The parties shall meet and confer about any issues requiring judicial attention remaining in these cases, and submit a report (jointly, if possible) by July 14, 2010.


So ordered.




WHEREAS on March 5, 2010, this Court issued a Memorandum Endorsement in the action Viacom International, Inc., et al. v. YouTube, Inc., et al., Civil No. 07-CV-2103 (LLS) directing the parties to comply with the protocol set forth therein with respect to the filing of materials relating to the parties’ summary judgment motions under seal;


WHEREAS the parties in the related action The Football Association Premier League Limited, et al. v. YouTube, Inc. et al., Civil No. 07-CV-3582 have agreed to proceed in accordance with the memorandum Endorsement and any related agreements reached by the parties in the Viacom action;


WHEREAS, pursuant to the Memorandum Endoresment, the parties and relevant third parties have objected to those portions of the filings they contend should remain under seal;


WHEREAS, pursuant to the Memorandum Endorsement, those portions not identified by parties as those should remain under seal shall promptly be unsealed;


WHEREAS, on March 17, 2010, an don May 21, 2010, the Court SO ORDERED stipulations (“March 17, 2010 and May 21, 2010 Stipulations and Orders”) regarding the implementation of the unsealing of the materials relation to the parties’ summary judgment motions in the above referenced actions.


NOW THEREFORE IT IS HEREBY STIPULATED AND AGREED by and between the undersigned counsel of record, for the parties hereto, that, consistent with the March 17, 2010 and May 21, 2010 Stipulations and Orders, the unsealing of materials relating to the parties’ replies to summary judgment motions and certain documents form their motions for summary judgment in the above referenced actions shall be implemented as follows:


1. To the extent practicable and with the express exception of exhibits in a format that cannot be filed via ECF and overly voluminous exhibits (e.g., large Excel spreadsheets), the parties intend ti file all materials related to the parties’ summary judgment motions via simulataneous ECF submissions on Friday, June 25, 2010 at 1pm EDT with those portions of the materials the parties contend should remain under seal redacted;


2. To the extend any ECF “filing event” that occurs pursuant to paragraph 1 would exceed 15MB, the parties will, unless they are unable to, break it into subparts with subsequent parts clearly identified. Those materials shall remain on the ECF system to allow continued public access.


3. To the extend the parties are unsealing certain additional documents from their summary judgment motions because redactions were approved by the Court or have been withdrawn, the parties shall only file those additional documents.

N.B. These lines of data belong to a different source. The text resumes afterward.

PR #508, opened 2022-05-17
chore: Adjust Rockport Branch GTFS integration test

jfabi:
_Related GTFS-creator pull request: https://github.com/mbta/gtfs_creator/pull/1535_

**Related Asana task:** [🏝 Summer CR rating effective May 23](https://app.asana.com/0/584764604969369/1202203324773368/f)

Now that the Rockport Branch of the Newburyport/Rockport Line will be going all the way to Rockport...the API's integration tests can believe otherwise.


jfabi:
**Note on this PR:** The validation is failing because the GTFS data it's looking at doesn't yet have Rockport trips. This Rockport service is introduced in https://github.com/mbta/gtfs_creator/pull/1535.

So it's a bit of a chicken-and-egg situation.

I think the preferred solution would be, upon approval of this API branch, for @losvedir to force-merge it, and then we let the GTFS-creator branch pass CI on the API `master` branch. Thoughts?

bklebe:
Yes, that's what I was expecting.

bklebe (approved):

PR #518, opened 2022-07-23
chore: Reconfigure Green Line branches for Medford/Tufts opening

jfabi:
#### Summary of changes

**Asana Ticket:** [❎ Medford/Tufts Dec 12 opening in GTFS-static](https://app.asana.com/0/584764604969369/1203503515189544/f)

These changes are currently up on https://dev-blue.mbtace.com/ and have been vetted by the dotcom dev team, but an extra pair of eyes can't ~help~ hurt! Note that this pull request must be merged in before the related GTFS-creator, https://github.com/mbta/gtfs_creator/pull/1578.

### DIFF
--- a/apps/state/config/config.exs
+++ b/apps/state/config/config.exs
@@ -436,6 +436,11 @@ config :state, :stops_on_route,
       "place-haecl"
     ],
     {"Green-D", 0} => [
+      "place-mdftf",
+      "place-balsq",
+      "place-mgngl",
+      "place-gilmn",
+      "place-esomr",
       "9070150",
       "9434",
       "1521",
@@ -459,7 +464,12 @@ config :state, :stops_on_route,
       "9070180",
       "1804",
       "1807",
-      "9070150"
+      "9070150",
+      "place-esomr",
+      "place-gilmn",
+      "place-mgngl",
+      "place-balsq",
+      "place-mdftf"
     ],
     {"Green-E", 0} => [
       "place-unsqu",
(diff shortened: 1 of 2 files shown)


apps/state/config/config.exs
```diff
@@ -75,6 +75,10 @@ config :state, :shape,
     "831_0008" => 2,
     # Green-C
     "831_0009" => 2,
+    # Green-D (Medford/Tufts)
+    "8000020" => -1,
+    # Green-D (Medford/Tufts)
+    "8000021" => -1,
```
thecristen, line 81: I don't know enough about how this config works to evaluate: my guess is this adjusts these shape priority to `-1`. But why do that for these shapes? :O

clem-hertling: same question, the rest looks good

jfabi: Yeah, so these shapes in particular go Riverside <-> Medford/Tufts and are used for the atypical early-morning scheduled trips. We usually specify these unusual shapes here so that the API does not attempt to add the extra stops to the list of stops belonging to a given route-direction.

FWIW, though, the `stops_on_route` function is a bit of a black box to me and likely needs some retooling so that it doesn't need to be dependent on specifying `shape_id`s (eg, instead of relying only on `route_pattern_id`s).

clem-hertling: hmm, that sounds less than ideal, but also a problem for another day. makes sense in the meantime!

clem-hertling (approved):

PR #520, opened 2022-08-09
chore: Reconfigure Green Line branches for Fall 2022 start

jfabi:
_**In support of:**_ _[🍁 Compile GTFS for new rating](https://app.asana.com/0/584764604969369/1202725904167356/f)_ and _[🚧 Union Sq–Gov't Center shuttles Aug 22–Sept 18](https://app.asana.com/0/584764604969369/1202717862713833/f)_

When the Fall 2022 rating schedule data is introduced into GTFS, the Green Line D still terminates at North Station, and the Green Line E still terminates at Union Square. This commit ensures those branches continue to be displayed with their current terminals until the GLX surge happens later in August.


apps/state/config/config.exs
```diff
@@ -415,13 +427,22 @@ config :state, :stops_on_route,
       "21458",
       "9070206",
       "30203",
-      "4510"
+      "4510",
+      "9070503",
```
bfauble, line 431: why are these the bus stations vs the underlying stations since the shuttle stops are temporary?

jfabi: The shuttle bus stops above are technically _not_ part of their nearby/constituent stations, at least according to our data model, which follows GTFS best practice of only including stops as part of stations if they are enclosed within a building or otherwise off-street area.

A stop on the side of the general-traffic road, by this standard, isn't part of a station. Thus, it is these "random bus stops" are showing up as part of the Green Line.

bfauble (approved):

PR #523, opened 2022-08-19
🍎 🔱 Surface canonical trips/patterns in API

bfauble:
Asana Ticket: [🍎 🔱 Surface canonical trips/patterns in API](https://app.asana.com/0/584764604969369/1201746583170194/f)


apps/model/lib/model/route_pattern.ex
```diff
@@ -22,8 +23,9 @@ defmodule Model.RoutePattern do
           direction_id: Model.Direction.id(),
           name: String.t(),
           time_desc: String.t() | nil,
-          typicality: 0..4,
+          typicality: 0..5,
           sort_order: integer(),
-          representative_trip_id: Model.Trip.id()
+          representative_trip_id: Model.Trip.id(),
+          is_canonical: 0..2 | nil
```
bklebe, line 29: question: Why are we saying this could be possibly `nil`? I thought we were using `0` to represent `null` in JSON…am I missing something here?

apps/api_web/test/api_web/controllers/route_pattern_controller_test.exs
```diff
@@ -253,6 +254,34 @@ defmodule ApiWeb.RoutePatternControllerTest do
...
+               %{
+                 "id" => "rp1",
+                 "attributes" => %{"direction_id" => 0, "is_canonical" => true}
+               },
+               %{
+                 "id" => "rp2",
+                 "attributes" => %{"direction_id" => 1, "is_canonical" => true}
+               }
+             ] = json_response(conn, 200)["data"]
+    end
```
bklebe, line 283: suggestion: We should probably test route pattern filtering when `is_canonical = 0`.

apps/api_web/lib/api_web/params.ex
```diff
@@ -203,6 +203,13 @@ defmodule ApiWeb.Params do
   def route_types(%{"route_type" => route_types}), do: integer_values(route_types)
   def route_types(_), do: []
 
+  @doc """
+  Parse is_canonical filter param into integer
+  """
+  def is_canonical("true"), do: 1
+  def is_canonical("false"), do: 2
+  def is_canonical(_), do: nil
```
bklebe, line 211: question: Shouldn't a route with no canonical patterns be included by `filter[is_canonical]=false`? Looking at the RFC, `is_canonical = 0` indicates that a route has no canonical pattern defined. I see below in `RoutePattern.filter_by/1` you're filtering routes that don't match this number parsed out of the filter param, but it's not clear to me that this is the correct behavior, because it means that you'll never see routes with no canonical pattern defined when using this filter. Is that intended?

apps/api_web/lib/api_web/views/route_pattern_view.ex
```diff
@@ -25,10 +25,15 @@ defmodule ApiWeb.RoutePatternView do
...
+    :is_canonical
   ])
 
   def representative_trip(%{representative_trip_id: trip_id}, conn) do
     optional_relationship("representative_trip", trip_id, &State.Trip.by_primary_id/1, conn)
   end
+
+  def is_canonical(%{is_canonical: 1}, _), do: true
+  def is_canonical(%{is_canonical: 2}, _), do: false
+  def is_canonical(%{is_canonical: _}, _), do: nil
```
bklebe, line 38: question: Same question here as for `Params.is_canonical/1`.

bklebe (commented):
Looks good mostly, nice job on the tests. Just a few questions about how this new boolean filter parameter maps to the three-valued field it's filtering on.

apps/api_web/lib/api_web/params.ex
bfauble: agreed, will update based on the is true or everything else vs specifically false.

apps/state/lib/state/route_pattern.ex
```diff
@@ -78,4 +88,8 @@ defmodule State.RoutePattern do
     |> Enum.map(& &1.route_pattern_id)
     |> Enum.uniq()
   end
+
+  defp canonical_comparison(_, nil), do: true
+  defp canonical_comparison(1, bool), do: bool
+  defp canonical_comparison(_, bool), do: !bool
```
bklebe, line 94: question: do we need to accept `null` as a filter value?

bklebe (commented):
I'm not sure whether we intend to allow filtering on all of the possible values of `is_canonical`. My understanding was that this is a boolean filter, which accepts `true` or `false`, and that route patterns with `is_canonical: 0` would be returned when `false` is provided. The Asana ticket doesn't seem to be clear on the relationship between the field in the response and the filter parameter either, so we may need to clarify this with the rest of the team. Do you know?

apps/state/lib/state/route_pattern.ex
bfauble: so the possibilities this covers is if the client passes either nil or any non true/false value. The `filter_by` isn't hit if there's no `is_canonical` key, but nil, empty string, etc will all end up here as nil rather than just skipping. Following all the discussion that took place regarding this is kind of scattered, the `nil|true|false` definition was mentioned in the ticket's comments and some ad-hoc discussions

bfauble:
> I'm not sure whether we intend to allow filtering on all of the possible values of `is_canonical`. My understanding was that this is a boolean filter, which accepts `true` or `false`, and that route patterns with `is_canonical: 0` would be returned when `false` is provided. The Asana ticket doesn't seem to be clear on the relationship between the field in the response and the filter parameter either, so we may need to clarify this with the rest of the team. Do you know?

 In a similar boat as you where a lot of the discussions regarding `is_canonical` took place before my time so likely missing quite a bit of context regarding the nullable status of the `is_canonical` filter. I don’t have any super strong feelings regarding allowing `null` or not, but I think, from a client’s perspective at least, It makes it easier to make the request without necessarily needing to drop the key. There’s also other examples that use a similar approach within the Params module of effectively ‘nulling out’ bad data rather than returning an error. `direction_id`, `route_types`, and anything passed to `split_on_comma` will return either `nil` or `[]` when given bad data.

bklebe (approved):

apps/api_web/lib/api_web/controllers/route_pattern_controller.ex
```diff
@@ -10,7 +10,7 @@ defmodule ApiWeb.RoutePatternController do
 
   plug(:ensure_path_matches_version)
 
-  @filters ~w(id route direction_id stop)
+  @filters ~w(id is_canonical route direction_id stop)
```
paulswartz, line 13: question: why did we go with `is_canonical` vs only `canonical`? The other boolean we have is `timepoint` on `/schedules` and it doesn't have the `is_` prefix.

apps/parse/lib/parse/route_patterns.ex
```diff
@@ -12,7 +12,8 @@ defmodule Parse.RoutePatterns do
       time_desc: copy_string(row["route_pattern_time_desc"]),
       typicality: copy_int(row["route_pattern_typicality"]),
       sort_order: copy_int(row["route_pattern_sort_order"]),
-      representative_trip_id: copy_string(row["representative_trip_id"])
+      representative_trip_id: copy_string(row["representative_trip_id"]),
+      is_canonical: parse_is_canonical(row["canonical_route_pattern"])
```
paulswartz, line 16: question: is `is_canonical` the right name, since it's not a boolean?

apps/api_web/lib/api_web/controllers/route_pattern_controller.ex
```diff
@@ -210,6 +214,20 @@ defmodule ApiWeb.RoutePatternController do
...
+              """
+              Indicates whether or not the route pattern can be considered canonical and the default set of stops
+              for the given route and direction.
+
+              | Value | Description |
+              |-|-|
+              | `true` | Route pattern should be considered canonical for this route in this direction. If branching regularly occurs, this route-direction may have more than one canonical pattern. |
+              | `false` | Route pattern should be not considered canonical for this route in this direction. |
+              """,
+              "x-nullable": true
```
paulswartz, line 229: question: is this actually nullable?

apps/api_web/lib/api_web/controllers/route_pattern_controller.ex
jfabi: No objections here to dropping the `is_` prefix. 🙂

apps/model/lib/model/route_pattern.ex
```diff
@@ -22,8 +23,9 @@ defmodule Model.RoutePattern do
           direction_id: Model.Direction.id(),
           name: String.t(),
           time_desc: String.t() | nil,
-          typicality: 0..4,
+          typicality: 0..5,
```
paulswartz, line 26: suggestion: it looks like the documentation in `route_pattern_controller.ex` also needs to be updated with this new value.

apps/state/lib/state/route_pattern.ex
```diff
@@ -78,4 +88,8 @@ defmodule State.RoutePattern do
     |> Enum.map(& &1.route_pattern_id)
     |> Enum.uniq()
   end
+
+  defp canonical_comparison(_, nil), do: true
```
paulswartz, line 92: question: is it possible for this value to be `nil`? It doesn't appear to be possible from the types. If it's not possible, then it appears that this function is the same as `==`.

apps/state/test/state/route_pattern_test.exs
```diff
@@ -47,6 +47,11 @@ defmodule State.RoutePatternTest do
       assert filter_by(%{route_ids: ["route"], direction_id: 1}) == []
       assert filter_by(%{route_ids: ["route"], stop_ids: ["stop"]}) == [route_pattern]
       assert filter_by(%{route_ids: ["not_route"], stop_ids: ["stop"]}) == []
+      assert filter_by(%{canonical: true}) == [route_pattern]
+      assert filter_by(%{canonical: false}) == []
+      assert filter_by(%{canonical: nil}) == [route_pattern]
```
paulswartz, line 52: suggestion: this doesn't seem valid, as the `RoutePattern.filters()` type stays that `canonical` is a `boolean`.

bin/dynamodb/DynamoDBLocal_lib/DynamoDBPartiQLShared-1.0.jar
paulswartz, line 1: question: did you mean to check in the local DynamoDB Java implementation?

apps/state/lib/state/route_pattern.ex
paulswartz: From what I can see, there are two existing patterns for empty or otherwise invalid values:
- https://api-v3.mbta.com/routes/?filter[id]= doesn't match anything, and returns an empty list (this is the most common)
- https://api-v3.mbta.com/routes/?page[limit]= ignores the invalid value

There are also cases where we return a bad request error, such as https://api-v3.mbta.com/schedules/?filter[invalid]= but not based on the values that I can see.

paulswartz: I think that treating it the same as if nothing was specified is fine. But even with that approach, that's part of the query parameter parsing, not something that should be passed into `State.RoutePattern`: instead, `canonical` should not be a key in the map passed into `filter_by`.

apps/api_web/test/api_web/controllers/route_pattern_controller_test.exs
```diff
@@ -253,6 +254,110 @@ defmodule ApiWeb.RoutePatternControllerTest do
       assert [] == json_response(conn, 200)["data"]
     end
 
+    defp canonical_test_route_patterns do
+      [
+        %RoutePattern{id: "rp1", route_id: "route1", direction_id: 0, canonical: true},
```
paulswartz, line 259: question: should these also have updated `typicality` values?

apps/api_web/test/api_web/controllers/route_pattern_controller_test.exs
```diff
@@ -253,6 +254,110 @@ defmodule ApiWeb.RoutePatternControllerTest do
...
+    end
+
+    test "filtering by canonical null is treated the same as it not being included", %{conn: conn} do
+      State.RoutePattern.new_state(canonical_test_route_patterns())
+
+      conn =
+        get(
+          conn,
+          route_pattern_path(conn, :index, %{
+            "filter" => %{"canonical" => nil}
```
paulswartz, line 329: question: what's the actual path that's generated here?

shared-local-instance.db
paulswartz, line 1: suggestion: this also looks like something that shouldn't have been checked in.

suggestion: should it be added to `.gitignore` as well?

apps/api_web/lib/api_web/params.ex
```diff
@@ -282,7 +289,13 @@ defmodule ApiWeb.Params do
         bad_filters = Map.keys(filter) -- keys
 
         if conn.assigns.api_version < "2019-04-05" or bad_filters == [] do
-          {:ok, Map.take(filter, keys)}
+          valid_filters =
+            filter
+            |> Map.take(keys)
+            |> Enum.reject(fn {k, v} -> k == "canonical" and v == "" end)
```
paulswartz, line 295: suggestion: this doesn't seem like the right place for this filtering: I don't see anything else in here which knows about specific keys or values.

apps/api_web/lib/api_web/controllers/route_pattern_controller.ex
paulswartz, line 1: suggestion: instead of teaching `Params` about `canonical`, you can filter out invalid `canonical` values before you pass the filters into `RoutePattern.filter_by` on line 79.
```elixir
...
|> reject_invalid_canonical()
|> RoutePattern.filter_by()
...

defp reject_invalid_canonical(filters)
defp reject_invalid_canonical(%{canonical: nil} = filters), do: Map.delete(filters, :canonical)
defp reject_invalid_canonical(filters), do: filters
```

paulswartz (commented):
can you also push this up to dev-green when you have a chance, so the dotcom team can work with it?

jfabi:
@paulswartz Could you give another review of this PR when you have the chance?

jfabi:
> @jfabi the code looks good to me. Is it returning the information that you / @mbta/dotcom are expecting?

The API output certainly looks good from my perspective.

jfabi (approved):

PR #527, opened 2022-09-08
Remove max page limit of 100 from api requests

bfauble:
#### Summary of changes
**Asana Ticket:** [🍎🐛 API bug with pagination and offsets](https://app.asana.com/0/584764604969369/1202640206231353/f)

remove page limit max to avoid undocumented behavior of limiting to 100 items.


losvedir (approved):
Looks good! The asana task also mentions updating the person who raised the issue. Once this is merged and deployed can you take care of that as well?

PR #528, opened 2022-09-08
catch empty array state in canary terminate callback

bfauble:
#### Summary of changes
**Asana Ticket:** [🍎 Round two of API 502 investigation](https://app.asana.com/0/584764604969369/1202645043407373/f)

- Guards against non-function params before trying to call the function param in terminate callback.
- If no function is passed, call default notify function. Alternatively, could just return `:ok` here

### DIFF
--- a/apps/api_web/lib/api_web/event_stream/canary.ex
+++ b/apps/api_web/lib/api_web/event_stream/canary.ex
@@ -21,7 +21,7 @@ defmodule ApiWeb.EventStream.Canary do
   end
 
   @impl true
-  def terminate(:shutdown, notify_fn), do: notify_fn.()
+  def terminate(:shutdown, notify_fn) when is_function(notify_fn), do: notify_fn.()
   def terminate({:shutdown, _reason}, notify_fn), do: notify_fn.()
   def terminate(_, _), do: :ok
 end
--- a/apps/api_web/lib/api_web/event_stream/canary.ex
+++ b/apps/api_web/lib/api_web/event_stream/canary.ex
@@ -22,6 +22,7 @@ defmodule ApiWeb.EventStream.Canary do
 
   @impl true
   def terminate(:shutdown, notify_fn) when is_function(notify_fn), do: notify_fn.()
+  def terminate(:shutdown, _), do: @default_notify_fn.()
   def terminate({:shutdown, _reason}, notify_fn), do: notify_fn.()
   def terminate(_, _), do: :ok
 end


apps/api_web/lib/api_web/event_stream/canary.ex
```diff
@@ -21,7 +21,8 @@ defmodule ApiWeb.EventStream.Canary do
   end
 
   @impl true
-  def terminate(:shutdown, notify_fn), do: notify_fn.()
+  def terminate(:shutdown, notify_fn) when is_function(notify_fn), do: notify_fn.()
+  def terminate(:shutdown, _), do: @default_notify_fn.()
```
paulswartz, line 25: I assume this is happening because in practice, the GenServer is started like:
```elixir
Canary.start_link([])
```

Rather than specifying the `default_notify_fn` twice, what about changing the `start_link` to (correctly) treat the arguments as a Keyword list?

4. So as to further facilitate public access to the parties’ summary judgment submissions, the parties shall also file a complete set of all material related to the parties’ summary judgment motions being filed via ECF on June 25, 2010, with those portions of the materials the parties contend should remain under seal redacted, manually with the Clerk of the Court in hard copy to the extent possible and CD/DVD as necessary, promptly after this Stipulation and Order is so-ordered by the Court, but in no event earlier than the filing in Paragraph 1;


5. The Original materials filed under seal in connection with the parties’ summary judgment motions shall remain under seal unless the Clerk of the Court is otherwise directed by the Court.


[1] See Inwood Labs., Inc. v. Ives Labs., Inc., 456 U.S. 844, 102 S. Ct. 2182 (1982).